Of the 222 households 34.7% had children under the age of 18 living with them, 62.2% were married couples living together, 5.9% had a female householder with no husband present, and 27.9% were non-families. 23.0% of households were one person and 13.1% were one person aged 65 or older. The average household size was 2.54 and the average family size was 2.99.

The age distribution was 27.8% under the age of 18, 6.7% from 18 to 24, 27.8% from 25 to 44, 22.7% from 45 to 64, and 14.9% 65 or older. The median age was 36 years. For every 100 females, there were 95.2 males. For every 100 females age 18 and over, there were 95.7 males.

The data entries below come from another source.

PR #2789, opened 2022-05-03
[CALCITE-5126] Implicit column alias for single-column UNNEST should work with any single-column UNNEST’s input

dssysolyatin:


core/src/main/java/org/apache/calcite/sql/validate/SqlValidatorImpl.java
```diff
@@ -2335,11 +2335,7 @@ private SqlNode registerFrom(
       expr = call.operand(0);
       final boolean needAlias = call.operandCount() > 2
           || expr.getKind() == SqlKind.VALUES
-          || expr.getKind() == SqlKind.UNNEST
-          && (((SqlCall) expr).operand(0).getKind()
-                  == SqlKind.ARRAY_VALUE_CONSTRUCTOR
-              || ((SqlCall) expr).operand(0).getKind()
-                  == SqlKind.MULTISET_VALUE_CONSTRUCTOR);
+          || expr.getKind() == SqlKind.UNNEST;
```
rubenada, line 2338: @julianhyde sorry to ping you directly.
I think this PR looks in a good shape, I was just wondering if you have any problem or concern about this particular change, which alters a condition that you explicitly added in [c2527cc](https://github.com/apache/calcite/commit/c2527ccf440f7750bfbabd2063c402440c5b32a0).
If you don't have any objection, I think we should move forward and merge the patch, wdyt?

core/src/test/resources/sql/unnest.iq
```diff
@@ -105,6 +105,29 @@ from UNNEST(array ['apple', 'banana']) as "fruit";
...
++--------+
+| FRUIT  |
++--------+
+| banana |
++--------+
+(1 row)
+
+!ok
+
+#TODO: Uncomment when CALCITE-5127 will be fixed
```
julianhyde, line 119: @dssysolyatin Please remove the comments and use `!if (false) {` instead. (Results in fewer diffs.) Also change 'CALCITE-5127' to '[CALCITE-5127]' for easier search.

core/src/main/java/org/apache/calcite/sql/validate/SqlValidatorImpl.java
julianhyde: Thanks for checking with me. I think it's OK to loosen that condition; that's kind of the point of this bug.

@dssysolyatin Can you add a validator test that `select * from depts as d, unnest (d.emps)`, which was previously valid because there was not an array or multiset constructor inside the unnest, now requires an alias. (Or some SQL to that effect.)

julianhyde: +1 to merge this PR when we have that extra validator test and the change I requested in `unnest.iq`.

dssysolyatin: @julianhyde Can you explain why `select * from depts as d, unnest (d.emps)` should require alias. It works with PR changes as well. For example:
```
select * from (SELECT ARRAY['banana'] as fruit_arr) as q, UNNEST(q.fruit_arr);
```

returns (if use current branch)
```
+-----------+--------+
| FRUIT_ARR | EXPR$0 |
+-----------+--------+
| [banana]  | banana |
+-----------+--------+
```

returns (if use PG)
```
 fruit_arr | unnest 
-----------+--------
 {banana}  | banana
(1 row)
```

julianhyde: I think it should require an alias because the variable is called `needAlias`. (I'm being deliberately stupid because I am reviewing the code, not writing the PR.) If the variable's name is misleading please change it.

dssysolyatin: @julianhyde I would rename `needAlias` to `needAliasNamespace`. Also it should be taken into account that this code will be executed only if there is `AS` operator. If there is no `AS` operator like in your case, it will be work as usual
```
switch (kind) {
    case AS:
      call = (SqlCall) node;
      if (alias == null) {
        alias = String.valueOf(call.operand(1));
      }
      expr = call.operand(0);
      final boolean needAliasNamespace = call.operandCount() > 2
          || expr.getKind() == SqlKind.VALUES
          || expr.getKind() == SqlKind.UNNEST;
```

dssysolyatin: @julianhyde @rubenada Can we merge this PR ?

core/src/test/java/org/apache/calcite/test/SqlValidatorTest.java
```diff
@@ -8363,6 +8363,11 @@ public void _testGroupExpressionEquivalenceParams() {
     // UNNEST MULTISET gets the same treatment as UNNEST ARRAY.
     sql("select * from unnest(multiset [1, 2, 1]) as f")
         .type("RecordType(INTEGER NOT NULL F) NOT NULL");
+
+    // The magic doesn't happen if the UNNEST is used without AS operator.
+    sql("select * from (SELECT ARRAY['banana'] as fruits) as t, UNNEST(t.fruits)")
+            .type("RecordType(CHAR(6) NOT NULL ARRAY NOT NULL FRUITS, "
+                    + "CHAR(6) NOT NULL EXPR$0) NOT NULL").ok();
```
julianhyde, line 8370: please fix indentation

dssysolyatin: Fixed.

PR #2790, opened 2022-05-03
[CALCITE-3557] ClassCastException for using nested multiset or array …

JiajunBernoulli:
…inside multiset

### DIFF
--- a/core/src/test/java/org/apache/calcite/test/JdbcTest.java
+++ b/core/src/test/java/org/apache/calcite/test/JdbcTest.java
@@ -2118,6 +2118,40 @@ public class JdbcTest {
         .returnsUnordered("A=[{10}, {20}, {10}, {10}]");
   }
 
+  /**
+   * Test case for
+   * <a href="https://issues.apache.org/jira/browse/CALCITE-3557">[CALCITE-3557]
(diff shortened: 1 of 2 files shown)


core/src/test/java/org/apache/calcite/test/JdbcTest.java
```diff
@@ -2118,6 +2118,40 @@ void checkMultisetQueryWithSingleColumn() {
         .returnsUnordered("A=[{10}, {20}, {10}, {10}]");
   }
 
+  /**
+   * Test case for
+   * <a href="https://issues.apache.org/jira/browse/CALCITE-3557">[CALCITE-3557]
+   * ClassCastException for using nested multiset or array inside multiset</a>.
```
chunweilei, line 2124: Does this change miss something? It seems CALCITE_3557_FIXED is used only in the test.

JiajunBernoulli: Sorry, I forget to say the fix is in calcite-avatica: https://github.com/apache/calcite-avatica/pull/179/files
After updating calcite-avatica version, we can disable CALCITE_3557_FIXED and enable test. So the PR only add some tests in calcite.

PR #2791, opened 2022-05-05
[CALCITE-5134] Queries with subquery inside select list does not work if subquery uses table from left join

libenchao:


dssysolyatin (approved):

core/src/main/java/org/apache/calcite/sql2rel/SqlToRelConverter.java
```diff
@@ -4883,7 +4883,14 @@ void setRoot(List<RelNode> inputs) {
           int i = 0;
           int offset = 0;
           for (SqlValidatorNamespace c : ancestorScope1.getChildren()) {
-            builder.addAll(c.getRowType().getFieldList());
+            final boolean isNullable = ancestorScope1.children.get(i).isNullable();
```
rubenada, line 4886: Thanks for the PR @libenchao .
I'm not the most expert on the impacted classes, but I guess some people might frown upon making `ScopeChild` public just for this fix. What about...
- Leaving `ScopeChild` unchanged
- Add a new method in `ListScope`:
```
  public boolean isChildNullable(int i) {
    return children.get(i).nullable;
  }
```
- Changing the `if` condition on the `SqlToRelConverter` fix code to use this method:
```
for (SqlValidatorNamespace c : ancestorScope1.getChildren()) {
  if (ancestorScope1.isChildNullable(i)) {
    for (final RelDataTypeField f : c.getRowType().getFieldList()) {
      builder.add(f.getName(), typeFactory.createTypeWithNullability(f.getType(), true));
    }
  } else {
    builder.addAll(c.getRowType().getFieldList());
  }
  ...
```              
In my opinion, it would be a slightly cleaner solution than the current proposal, WDYT?

libenchao: Yes, it's more cleaner. I've revised it. Thanks for your review.

rubenada (approved):

core/src/main/java/org/apache/calcite/sql2rel/SqlToRelConverter.java
libenchao: done.

PR #2795, opened 2022-05-08
[CALCITE-5135] Implement SQL DAY function

JiajunBernoulli:


core/src/main/java/org/apache/calcite/sql/SqlJdbcFunctionCall.java
```diff
@@ -732,6 +732,7 @@ private JdbcToInternalLookupTable() {
       map.put("MONTH", simple(SqlStdOperatorTable.MONTH));
       map.put("WEEK", simple(SqlStdOperatorTable.WEEK));
       map.put("DAYOFYEAR", simple(SqlStdOperatorTable.DAYOFYEAR));
+      map.put("DAY", simple(SqlStdOperatorTable.DAYOFMONTH));
```
xy2953396112, line 735: How is it different from `DAYOFMONTH`?

JiajunBernoulli: Thanks for your review. It is same as `DAYOFMONTH `, but it is not a valid JDBC function. I've deleted it.

PR #3042, opened 2023-01-23
Calcite 5418 3

jamesstarr:
Rework RexSubquery to contain the Correlate Id and for the correlate id to be used in subquery expansions.  This fixes bugs with nested correlated subqueries when expand is false.

### DIFF
--- a/core/src/main/java/org/apache/calcite/rel/rules/SubQueryRemoveRule.java
+++ b/core/src/main/java/org/apache/calcite/rel/rules/SubQueryRemoveRule.java
@@ -46,6 +46,7 @@ import org.apache.calcite.util.ImmutableBitSet;
 import org.apache.calcite.util.Pair;
 
 import com.google.common.collect.ImmutableList;
+import com.google.common.collect.ImmutableSet;
 
 import org.immutables.value.Value;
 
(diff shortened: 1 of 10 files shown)


core/src/main/java/org/apache/calcite/rel/logical/LogicalFilter.java
```diff
@@ -47,7 +47,7 @@
  * not targeted at any particular engine or calling convention.
  */
 public final class LogicalFilter extends Filter {
-  private final ImmutableSet<CorrelationId> variablesSet;
+  private final Set<CorrelationId> variablesSet;
```
zinking, line 50: is it possible to keep the immutableSet here? generally Immutable should be preferred.

jamesstarr: Is there any other changes you would like me to make for this?  The set is currently always immutable, just the signature of the member variable is not.

mihaibudiu:
Can we revive this PR?

jamesstarr:
@mihaibudiu
> Can we revive this PR?
I will look at rebasing it next week if I can get a review.

mihaibudiu:
I don't know this part of the code that well, but I will try to supply a review.
This PR is also quite large.
But it looks like it's a bug worth fixing.

PR #3049, opened 2023-01-27
[CALCITE-5501] SqlToRelConverterTest.checkActualAndReferenceFiles fai…

asolimando:
…ls intermittently in Jenkins CI

The PR addresses a race condition over the shared file `SqlToRelConverterTest.xml` by enforcing a lock between `SqlToRelConverterTest` and `SqlToRelConverterExtendedTest` classes.

The tests within the two classes, and with respect to any other test class, remain parallel, so no test runtime drop is expected.


clesaec (approved):
LGTM, didn't know about JUnit5 ResourceLock :+1:

PR #3050, opened 2023-01-27
[CALCITE-5503] Address issue in CheapestPlanReplacer where repeated nodes in a DAG are not reused.

mosche:
When using `CheapestPlanReplacer`, semantics of a `RelNode` tree change if it contains the same node multiple times in case this node has inputs itself that have to be replaced. During replacement such nodes get copied on each occurrence.

Instead `CheapestPlanReplacer` should memoize previously visited nodes and emit the same result again in the that case.

### DIFF
--- a/core/src/main/java/org/apache/calcite/plan/volcano/RelSubset.java
+++ b/core/src/main/java/org/apache/calcite/plan/volcano/RelSubset.java
@@ -51,6 +51,7 @@ import java.io.StringWriter;
 import java.util.ArrayList;
 import java.util.Collection;
 import java.util.Comparator;
+import java.util.HashMap;
 import java.util.HashSet;
 import java.util.LinkedHashSet;
 import java.util.List;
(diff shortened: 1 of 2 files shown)


core/src/main/java/org/apache/calcite/plan/volcano/RelSubset.java
```diff
@@ -737,6 +745,7 @@ public RelNode visit(
         planner.provenanceMap.put(
             p, new VolcanoPlanner.DirectProvenance(pOld));
       }
+      visited.put(pId, p); // memoize result for pId
```
clesaec, line 748: As it's a recursive method (line 739), it may be not so simple ? at least, should have a unit test with recursion, at most; move the content of method in new private one; and keep memoize in public one :

```java
 public RelNode visit( RelNode p,   int ordinal,  @Nullable RelNode parent) {
      final int pId = p.getId();
      if (visited.containsKey(pId)) {
        // return memoized result if available
        return visited.get(pId);
     }
     RelNode result = visit_inside( p,  ordinal, parent);
     visited.put(pId, result);
}

 private RelNode visit_inside( RelNode p,   int ordinal,  @Nullable RelNode parent) {
   ...
  RelNode input = visit_inside(oldInput, i, p);
  ...
}
```

clesaec (approved):
LGTM

mosche:
Kind ping @julianhyde

libenchao (approved):
+1, merging.

PR #3053, opened 2023-01-29
[CALCITE-5486] SubQuery not support HAVING alias in where condition

JiajunBernoulli:


core/src/main/java/org/apache/calcite/sql/validate/SqlValidatorImpl.java
```diff
@@ -4474,6 +4474,21 @@ protected void validateWhereOrOn(
       SqlNode condition,
       String clause) {
     validateNoAggs(aggOrOverOrGroupFinder, condition, clause);
+    //  SqlSelect need to expand alias
+    condition.accept(new SqlShuttle() {
+      @Override public @Nullable SqlNode visit(SqlCall call) {
+        call.getOperandList()
+            .stream()
+            .filter(node -> node != null)
```
zoudan, line 4482: `node -> node != null` -> `Objects::nonNull` seems better, WDYT?

core/src/test/java/org/apache/calcite/test/SqlValidatorTest.java
```diff
@@ -5709,6 +5709,19 @@ public boolean isBangEqualAllowed() {
         .withConformance(lenient).ok();
   }
 
+  /** Test case for
+   * <a href="https://issues.apache.org/jira/browse/CALCITE-5486">[CALCITE-5486]
+   * SubQuery not support HAVING alias in where condition</a>. */
+  @Test void testHavingAliasInCondition() {
```
zoudan, line 5715: Should we also add a test in `SqlToRelConverterTest` to ensure we get the right plan?

core/src/main/java/org/apache/calcite/sql/validate/SqlValidatorImpl.java
JiajunBernoulli: Good advice.

core/src/test/java/org/apache/calcite/test/SqlValidatorTest.java
JiajunBernoulli: Yes, done.

zoudan:
LGTM

core/src/main/java/org/apache/calcite/sql/validate/SqlValidatorImpl.java
```diff
@@ -4474,6 +4474,21 @@ protected void validateWhereOrOn(
...
+    //  SqlSelect need to expand alias
+    condition.accept(new SqlShuttle() {
+      @Override public @Nullable SqlNode visit(SqlCall call) {
+        call.getOperandList()
+            .stream()
+            .filter(Objects::nonNull)
+            .forEach(node -> node.accept(this));
+        if (call.getKind() == SqlKind.SELECT) {
+          SqlSelect select = (SqlSelect) call;
+          validateHavingClause(select);
```
libenchao, line 4486: `validateWhereOrOn` is used not only to validate `where` clause, is your change also applies to `on` clause, is there any test covers this?

JiajunBernoulli: Thanks for your review, I added one test.

libenchao:
@JiajunBernoulli I've left some comments in the jira, and marked this PR "discussion in jira" label.

PR #3054, opened 2023-01-29
(do not check in)

julianhyde:


babel/src/test/resources/sql/big-query.iq
```diff
@@ -659,6 +659,8 @@ SELECT LENGTH("hello") as length;
 #####################################################################
 # DATE
 #
+# 0. DATE(string)
+#   Shorthand for 'CAST(string AS DATE)'
```
wnob, line 663: These overloads are actually ambiguous due to BigQuery's type system. String literals are implicitly converted to date/time literals if they have the correct format. Here are some queries I tried to illuminate the situation:

This is actually an example of the `DATE(timestamp_expression[, time_zone])` overload. The first argument must be a string literal:
```
SELECT DATE('2023-01-30', 'America/Los_Angeles');

=> 2023-01-29
```

If we get rid of the time zone argument, we can operate on a non-literal string:
```
SELECT DATE(SUBSTRING('x2023-01-30', 2));

=> 2023-01-30
```

However, if we try a non-literal string with the time zone, it's an error:
```
SELECT DATE(SUBSTRING('x2023-01-30', 2), 'America/Los_Angeles');

=> No matching signature for function DATE for argument types: STRING, STRING. Supported signatures: DATE(TIMESTAMP, [STRING]); DATE(DATETIME); DATE(INT64, INT64, INT64); DATE(DATE); DATE(STRING) at [1:8]
```

So, it's true that there is a legitimate `DATE(STRING)` function that I steamrolled because it's not documented, but in general there is some ambiguity in GoogleSQL about what is a string vs. a timestamp or datetime or date literal (a string can be implicitly coerced into any of these types). I think we should proceed with these changes and file a bug to address this implicit coercion throughout the BQ function library later.

wnob: Filed https://issues.apache.org/jira/browse/CALCITE-5509

core/src/main/java/org/apache/calcite/runtime/SqlFunctions.java
```diff
@@ -2650,6 +2696,200 @@ public static int unixDate(int v) {
...
+    // UTC ("no offset").
+    try {
+      return OffsetDateTime
+          .parse(expression, BIG_QUERY_TIMESTAMP_LITERAL_FORMATTER);
+    } catch (DateTimeParseException e) {
+      try {
+        if (IS_JDK_8) {
+          // JDK 8 has a bug that prevents matching offsets like "+00" but can
+          // match "+00:00".
+          if (expression.endsWith("+00")) {
```
wnob, line 2800: This should probably be a regex: `[-+][0-9][0-9]`.

babel/src/test/resources/sql/big-query.iq
julianhyde: Calcite also allows implicit conversions. But when choosing between several overloads of the same function, it should choose the one with the fewest conversions. I'll respond in 5509.

core/src/main/java/org/apache/calcite/runtime/SqlFunctions.java
julianhyde: Agreed. Or `[-+][0-9]+`, to allow `+0` as well as `+00`?

olivrlee: Would it be `[-+][0-9]?[0-9]` so we prevent `+000`?

julianhyde: I think this is a case for "be liberal in what you accept".

julianhyde: @olivrlee You (and Will) were right. No point matching `+000` because when we translate to `+000:00` it would be invalid.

The median household income was $42,054 and the median family income was $49,583. Males had a median income of $30,809 versus $22,813 for females. The per capita income for the city was $19,048. About 2.6% of families and 5.9% of the population were below the poverty line, including 6.4% of those under age 18 and 7.4% of those age 65 or over.

==Education==
Tri-Center Community School District operates schools serving Minden and surrounding communities and rural areas. Its high school is Tri-Center High School, located in nearby Neola, Iowa.